## PROBLEM DESCRIPTION
Find the lines in the records below that contain "jobs", and report each of them.

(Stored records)
^^^^

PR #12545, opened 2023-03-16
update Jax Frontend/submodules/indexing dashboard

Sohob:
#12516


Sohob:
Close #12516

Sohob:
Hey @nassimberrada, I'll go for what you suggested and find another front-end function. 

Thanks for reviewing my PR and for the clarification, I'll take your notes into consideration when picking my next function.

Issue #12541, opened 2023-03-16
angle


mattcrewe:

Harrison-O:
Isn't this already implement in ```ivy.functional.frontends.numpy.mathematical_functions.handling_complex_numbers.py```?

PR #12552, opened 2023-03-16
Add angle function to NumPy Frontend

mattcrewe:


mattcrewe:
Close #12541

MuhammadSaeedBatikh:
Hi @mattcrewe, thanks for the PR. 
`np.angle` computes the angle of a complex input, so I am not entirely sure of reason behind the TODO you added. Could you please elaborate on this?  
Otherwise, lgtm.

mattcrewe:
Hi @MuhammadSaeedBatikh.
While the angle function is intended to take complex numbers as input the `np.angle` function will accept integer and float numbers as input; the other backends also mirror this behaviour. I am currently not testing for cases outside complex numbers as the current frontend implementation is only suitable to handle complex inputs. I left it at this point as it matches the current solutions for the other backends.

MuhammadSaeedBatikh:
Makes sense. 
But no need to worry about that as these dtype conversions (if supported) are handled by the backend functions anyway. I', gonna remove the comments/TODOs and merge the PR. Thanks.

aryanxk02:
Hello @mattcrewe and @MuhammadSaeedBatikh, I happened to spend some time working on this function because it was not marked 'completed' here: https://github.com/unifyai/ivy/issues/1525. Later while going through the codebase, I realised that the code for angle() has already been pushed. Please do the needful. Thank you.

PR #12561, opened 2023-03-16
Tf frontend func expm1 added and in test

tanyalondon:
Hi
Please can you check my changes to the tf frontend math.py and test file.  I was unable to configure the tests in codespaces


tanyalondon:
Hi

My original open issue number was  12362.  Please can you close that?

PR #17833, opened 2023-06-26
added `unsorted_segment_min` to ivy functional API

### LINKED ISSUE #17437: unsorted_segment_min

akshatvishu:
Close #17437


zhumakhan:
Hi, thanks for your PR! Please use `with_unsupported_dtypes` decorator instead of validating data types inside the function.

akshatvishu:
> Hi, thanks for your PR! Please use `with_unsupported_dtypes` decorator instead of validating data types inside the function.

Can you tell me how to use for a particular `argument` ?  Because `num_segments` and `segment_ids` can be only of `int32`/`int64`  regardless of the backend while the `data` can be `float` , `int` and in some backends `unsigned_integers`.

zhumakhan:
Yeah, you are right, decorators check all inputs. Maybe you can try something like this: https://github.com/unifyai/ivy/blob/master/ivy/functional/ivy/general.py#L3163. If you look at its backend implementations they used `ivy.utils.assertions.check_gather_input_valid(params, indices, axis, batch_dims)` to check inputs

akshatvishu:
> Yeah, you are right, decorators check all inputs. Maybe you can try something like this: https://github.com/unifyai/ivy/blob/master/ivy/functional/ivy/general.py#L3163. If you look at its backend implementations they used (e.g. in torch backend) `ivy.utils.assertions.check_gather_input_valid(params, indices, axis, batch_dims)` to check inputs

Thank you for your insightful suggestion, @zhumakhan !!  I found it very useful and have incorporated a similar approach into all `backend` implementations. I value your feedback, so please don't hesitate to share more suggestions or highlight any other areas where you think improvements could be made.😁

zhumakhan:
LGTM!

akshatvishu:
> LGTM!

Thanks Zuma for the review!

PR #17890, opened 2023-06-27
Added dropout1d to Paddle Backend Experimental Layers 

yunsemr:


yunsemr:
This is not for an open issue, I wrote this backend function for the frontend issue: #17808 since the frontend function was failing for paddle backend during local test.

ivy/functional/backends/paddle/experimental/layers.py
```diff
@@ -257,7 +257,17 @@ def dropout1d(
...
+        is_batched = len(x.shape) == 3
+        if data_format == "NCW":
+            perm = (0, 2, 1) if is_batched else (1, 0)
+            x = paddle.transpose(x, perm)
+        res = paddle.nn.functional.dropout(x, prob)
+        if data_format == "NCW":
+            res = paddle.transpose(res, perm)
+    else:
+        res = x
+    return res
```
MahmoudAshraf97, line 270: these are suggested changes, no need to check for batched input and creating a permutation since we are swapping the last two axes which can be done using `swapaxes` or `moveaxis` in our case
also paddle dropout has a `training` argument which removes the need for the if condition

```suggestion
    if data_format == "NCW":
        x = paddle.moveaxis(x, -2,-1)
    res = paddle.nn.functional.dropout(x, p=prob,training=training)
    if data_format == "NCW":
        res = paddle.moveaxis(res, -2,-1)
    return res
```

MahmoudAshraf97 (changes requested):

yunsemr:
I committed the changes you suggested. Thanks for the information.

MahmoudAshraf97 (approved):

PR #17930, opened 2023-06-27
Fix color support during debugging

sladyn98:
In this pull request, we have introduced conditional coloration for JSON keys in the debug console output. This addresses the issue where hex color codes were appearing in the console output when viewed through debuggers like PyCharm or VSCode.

^^^^

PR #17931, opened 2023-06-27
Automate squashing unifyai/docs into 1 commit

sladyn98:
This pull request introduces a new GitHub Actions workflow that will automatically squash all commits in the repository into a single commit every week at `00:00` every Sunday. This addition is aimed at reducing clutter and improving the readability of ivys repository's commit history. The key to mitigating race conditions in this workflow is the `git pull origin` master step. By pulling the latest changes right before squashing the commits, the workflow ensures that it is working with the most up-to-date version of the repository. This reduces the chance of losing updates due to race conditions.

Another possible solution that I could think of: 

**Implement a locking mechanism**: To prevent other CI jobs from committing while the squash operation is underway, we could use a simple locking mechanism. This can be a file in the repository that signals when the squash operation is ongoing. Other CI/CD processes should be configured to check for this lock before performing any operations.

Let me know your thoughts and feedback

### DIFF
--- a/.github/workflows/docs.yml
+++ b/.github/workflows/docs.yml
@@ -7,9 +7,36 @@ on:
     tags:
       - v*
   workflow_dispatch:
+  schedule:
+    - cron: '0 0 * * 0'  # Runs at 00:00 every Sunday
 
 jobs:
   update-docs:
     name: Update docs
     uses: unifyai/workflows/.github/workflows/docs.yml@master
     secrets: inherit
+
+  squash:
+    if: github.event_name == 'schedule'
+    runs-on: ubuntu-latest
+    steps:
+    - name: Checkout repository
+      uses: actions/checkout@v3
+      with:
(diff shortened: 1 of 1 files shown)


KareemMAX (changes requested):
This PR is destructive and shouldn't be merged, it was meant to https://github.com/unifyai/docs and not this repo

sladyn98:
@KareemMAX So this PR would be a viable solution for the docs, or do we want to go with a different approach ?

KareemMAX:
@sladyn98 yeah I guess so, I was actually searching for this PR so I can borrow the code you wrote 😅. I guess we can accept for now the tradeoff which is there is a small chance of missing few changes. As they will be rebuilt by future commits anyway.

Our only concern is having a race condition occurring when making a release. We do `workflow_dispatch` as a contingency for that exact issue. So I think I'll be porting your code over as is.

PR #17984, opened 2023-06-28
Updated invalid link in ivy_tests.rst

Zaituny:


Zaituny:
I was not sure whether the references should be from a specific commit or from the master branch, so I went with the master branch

^^^^

## TASK RESULT
**Implement a locking mechanism**: To prevent other CI jobs from committing while the squash operation is underway, we could use a simple locking mechanism. This can be a file in the repository that signals when the squash operation is ongoing. Other CI/CD processes should be configured to check for this lock before performing any operations.
 jobs:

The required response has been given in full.